Below is a listing; copy all of it exactly.

> _Recorded data_:
--*--

PR #1405, opened 2022-03-07
(feat) Add support for svelte-jsx.d.ts and svelte-native-jsx.d.ts to emitDts

rgossiaux:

--*--

> _Answer space_:
PR #1405, opened 2022-03-07
(feat) Add support for svelte-jsx.d.ts and svelte-native-jsx.d.ts to emitDts

rgossiaux:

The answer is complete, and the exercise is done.